Prompt – Look through the records that follow and state how many lines hold the word "when", without adding anything.

Supplied entries –
• • • •

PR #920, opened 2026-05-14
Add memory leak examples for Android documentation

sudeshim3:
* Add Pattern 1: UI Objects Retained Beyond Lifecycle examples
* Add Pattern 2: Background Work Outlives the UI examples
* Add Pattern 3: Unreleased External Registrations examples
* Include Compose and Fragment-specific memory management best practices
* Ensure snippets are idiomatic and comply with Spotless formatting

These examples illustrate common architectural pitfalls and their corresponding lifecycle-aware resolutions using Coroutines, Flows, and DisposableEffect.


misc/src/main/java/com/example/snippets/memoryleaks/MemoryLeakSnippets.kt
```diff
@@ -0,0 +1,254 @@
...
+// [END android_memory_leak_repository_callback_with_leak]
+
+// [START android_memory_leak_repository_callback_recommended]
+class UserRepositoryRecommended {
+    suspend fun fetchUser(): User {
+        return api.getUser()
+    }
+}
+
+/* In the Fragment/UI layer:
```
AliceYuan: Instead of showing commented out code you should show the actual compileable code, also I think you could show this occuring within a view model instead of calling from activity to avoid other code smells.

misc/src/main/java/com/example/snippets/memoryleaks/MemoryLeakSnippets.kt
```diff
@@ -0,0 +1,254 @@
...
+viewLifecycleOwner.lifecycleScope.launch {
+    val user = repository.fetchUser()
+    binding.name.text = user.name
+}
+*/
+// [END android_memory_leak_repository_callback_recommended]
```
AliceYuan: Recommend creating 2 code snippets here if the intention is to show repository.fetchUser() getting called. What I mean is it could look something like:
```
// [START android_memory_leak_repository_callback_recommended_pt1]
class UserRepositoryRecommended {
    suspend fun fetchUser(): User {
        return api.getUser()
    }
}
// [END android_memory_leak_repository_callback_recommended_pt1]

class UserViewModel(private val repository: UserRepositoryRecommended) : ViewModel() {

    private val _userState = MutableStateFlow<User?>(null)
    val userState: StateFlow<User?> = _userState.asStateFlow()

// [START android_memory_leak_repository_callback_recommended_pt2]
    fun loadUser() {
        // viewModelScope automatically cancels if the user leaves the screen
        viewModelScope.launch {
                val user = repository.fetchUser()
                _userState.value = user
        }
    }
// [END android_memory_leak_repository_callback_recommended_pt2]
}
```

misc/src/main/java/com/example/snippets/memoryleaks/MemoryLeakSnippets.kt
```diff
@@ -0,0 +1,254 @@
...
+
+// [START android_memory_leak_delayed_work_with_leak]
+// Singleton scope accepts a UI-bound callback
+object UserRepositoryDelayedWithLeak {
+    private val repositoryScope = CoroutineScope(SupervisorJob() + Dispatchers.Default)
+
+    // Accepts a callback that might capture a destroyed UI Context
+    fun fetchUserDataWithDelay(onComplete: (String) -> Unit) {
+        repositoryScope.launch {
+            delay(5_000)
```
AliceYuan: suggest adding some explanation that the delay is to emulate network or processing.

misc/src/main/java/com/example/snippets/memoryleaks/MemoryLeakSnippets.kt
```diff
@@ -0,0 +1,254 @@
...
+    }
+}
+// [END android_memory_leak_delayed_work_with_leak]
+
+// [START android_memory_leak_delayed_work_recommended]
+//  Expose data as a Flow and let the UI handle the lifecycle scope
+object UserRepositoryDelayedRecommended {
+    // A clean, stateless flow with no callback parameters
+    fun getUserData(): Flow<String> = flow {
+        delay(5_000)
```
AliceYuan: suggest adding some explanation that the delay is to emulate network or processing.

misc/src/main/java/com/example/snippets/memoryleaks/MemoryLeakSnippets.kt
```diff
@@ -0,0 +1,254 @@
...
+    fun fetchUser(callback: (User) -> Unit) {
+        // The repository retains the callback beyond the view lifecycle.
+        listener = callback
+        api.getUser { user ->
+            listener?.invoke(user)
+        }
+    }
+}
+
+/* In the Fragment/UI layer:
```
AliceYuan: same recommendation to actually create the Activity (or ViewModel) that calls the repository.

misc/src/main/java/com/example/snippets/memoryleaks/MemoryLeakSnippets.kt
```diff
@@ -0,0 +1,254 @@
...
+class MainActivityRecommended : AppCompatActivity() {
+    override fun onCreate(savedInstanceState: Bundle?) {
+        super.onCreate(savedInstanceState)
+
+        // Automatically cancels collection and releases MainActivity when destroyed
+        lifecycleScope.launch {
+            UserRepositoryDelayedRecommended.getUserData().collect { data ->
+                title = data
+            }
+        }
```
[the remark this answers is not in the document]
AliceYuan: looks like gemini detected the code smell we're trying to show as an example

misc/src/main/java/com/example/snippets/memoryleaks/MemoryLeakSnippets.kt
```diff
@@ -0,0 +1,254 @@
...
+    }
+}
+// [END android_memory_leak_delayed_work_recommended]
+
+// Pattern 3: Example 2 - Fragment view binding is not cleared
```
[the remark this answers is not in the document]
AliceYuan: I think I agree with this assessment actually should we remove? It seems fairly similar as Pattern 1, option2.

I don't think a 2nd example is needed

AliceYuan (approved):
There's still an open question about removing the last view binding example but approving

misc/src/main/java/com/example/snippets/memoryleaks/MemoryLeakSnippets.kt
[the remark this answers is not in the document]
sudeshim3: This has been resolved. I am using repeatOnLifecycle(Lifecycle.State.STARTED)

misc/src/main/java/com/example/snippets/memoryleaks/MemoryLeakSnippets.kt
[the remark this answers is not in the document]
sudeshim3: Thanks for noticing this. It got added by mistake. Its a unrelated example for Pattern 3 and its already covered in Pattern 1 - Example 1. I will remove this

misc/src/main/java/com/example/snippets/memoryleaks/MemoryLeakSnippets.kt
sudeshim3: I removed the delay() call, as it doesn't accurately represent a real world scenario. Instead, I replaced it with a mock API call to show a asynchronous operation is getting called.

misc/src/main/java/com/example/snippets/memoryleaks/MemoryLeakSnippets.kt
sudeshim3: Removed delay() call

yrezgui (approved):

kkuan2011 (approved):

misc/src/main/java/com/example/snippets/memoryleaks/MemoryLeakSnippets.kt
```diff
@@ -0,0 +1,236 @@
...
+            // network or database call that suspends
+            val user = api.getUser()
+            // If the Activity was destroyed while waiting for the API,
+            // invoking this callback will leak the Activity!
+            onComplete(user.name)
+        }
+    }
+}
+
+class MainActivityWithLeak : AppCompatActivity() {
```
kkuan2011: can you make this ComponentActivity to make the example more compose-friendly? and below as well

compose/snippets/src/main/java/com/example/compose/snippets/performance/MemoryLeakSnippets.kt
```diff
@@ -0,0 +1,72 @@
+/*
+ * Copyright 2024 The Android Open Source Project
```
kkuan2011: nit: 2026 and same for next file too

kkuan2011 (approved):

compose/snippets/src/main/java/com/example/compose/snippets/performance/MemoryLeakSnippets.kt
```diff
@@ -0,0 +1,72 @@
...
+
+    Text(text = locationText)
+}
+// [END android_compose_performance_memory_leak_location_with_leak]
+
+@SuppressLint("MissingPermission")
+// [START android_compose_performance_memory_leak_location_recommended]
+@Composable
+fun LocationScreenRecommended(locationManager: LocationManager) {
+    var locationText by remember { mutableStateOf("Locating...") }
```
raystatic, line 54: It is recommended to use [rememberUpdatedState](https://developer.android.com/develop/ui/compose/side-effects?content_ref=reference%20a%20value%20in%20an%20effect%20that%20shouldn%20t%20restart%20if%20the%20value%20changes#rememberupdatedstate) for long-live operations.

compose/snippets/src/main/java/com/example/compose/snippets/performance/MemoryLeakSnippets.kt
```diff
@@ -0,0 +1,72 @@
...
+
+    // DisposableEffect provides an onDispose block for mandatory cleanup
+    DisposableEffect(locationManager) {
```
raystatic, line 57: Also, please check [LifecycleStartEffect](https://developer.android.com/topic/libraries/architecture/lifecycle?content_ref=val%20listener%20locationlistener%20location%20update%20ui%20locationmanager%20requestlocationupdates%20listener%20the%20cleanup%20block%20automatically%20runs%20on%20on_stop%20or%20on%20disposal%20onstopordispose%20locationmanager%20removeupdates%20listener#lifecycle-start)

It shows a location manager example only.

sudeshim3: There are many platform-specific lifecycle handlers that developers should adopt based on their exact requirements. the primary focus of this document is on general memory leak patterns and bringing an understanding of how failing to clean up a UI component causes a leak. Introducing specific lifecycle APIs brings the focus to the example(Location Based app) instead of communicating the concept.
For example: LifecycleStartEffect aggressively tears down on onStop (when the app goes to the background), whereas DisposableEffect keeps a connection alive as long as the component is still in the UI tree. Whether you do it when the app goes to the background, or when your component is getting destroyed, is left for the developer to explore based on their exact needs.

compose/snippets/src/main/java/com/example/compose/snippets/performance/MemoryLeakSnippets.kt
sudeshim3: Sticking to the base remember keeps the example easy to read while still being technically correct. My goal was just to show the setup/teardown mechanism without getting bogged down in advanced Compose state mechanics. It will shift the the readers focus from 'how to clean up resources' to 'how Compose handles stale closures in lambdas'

• • • •

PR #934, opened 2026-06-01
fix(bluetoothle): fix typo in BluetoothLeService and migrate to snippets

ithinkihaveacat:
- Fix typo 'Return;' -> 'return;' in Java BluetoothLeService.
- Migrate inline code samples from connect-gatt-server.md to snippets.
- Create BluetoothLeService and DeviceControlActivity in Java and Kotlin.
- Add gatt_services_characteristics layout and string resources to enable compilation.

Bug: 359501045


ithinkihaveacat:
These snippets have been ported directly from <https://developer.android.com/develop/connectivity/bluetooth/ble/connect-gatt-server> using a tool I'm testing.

• • • •

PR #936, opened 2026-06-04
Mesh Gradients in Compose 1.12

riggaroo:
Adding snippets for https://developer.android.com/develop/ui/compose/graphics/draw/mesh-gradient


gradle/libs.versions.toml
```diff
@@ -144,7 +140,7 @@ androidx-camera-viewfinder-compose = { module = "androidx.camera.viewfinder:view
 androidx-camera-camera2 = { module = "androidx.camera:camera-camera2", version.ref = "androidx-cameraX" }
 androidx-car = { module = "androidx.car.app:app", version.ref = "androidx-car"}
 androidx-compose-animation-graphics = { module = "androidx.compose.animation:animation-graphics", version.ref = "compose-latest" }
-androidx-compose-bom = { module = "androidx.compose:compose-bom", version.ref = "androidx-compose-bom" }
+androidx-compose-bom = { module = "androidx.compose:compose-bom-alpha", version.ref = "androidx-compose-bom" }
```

• • • •

Exercise answer – 2